You are asked to filter the data below and copy every line holding "from".

Segment Start: DATASET EXCERPTS

PR #5102, opened 2020-11-11
refactor(stock): entry from purchase

jniles:
This commit refactors the entry from purchase modal to use the standard receipt renderer and clarify the status code.


lomamech (commented):
No problem with this branch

Segment End: DATASET EXCERPTS

#### TASK SOLUTION
refactor(stock): entry from purchase
This commit refactors the entry from purchase modal to use the standard receipt renderer and clarify the status code.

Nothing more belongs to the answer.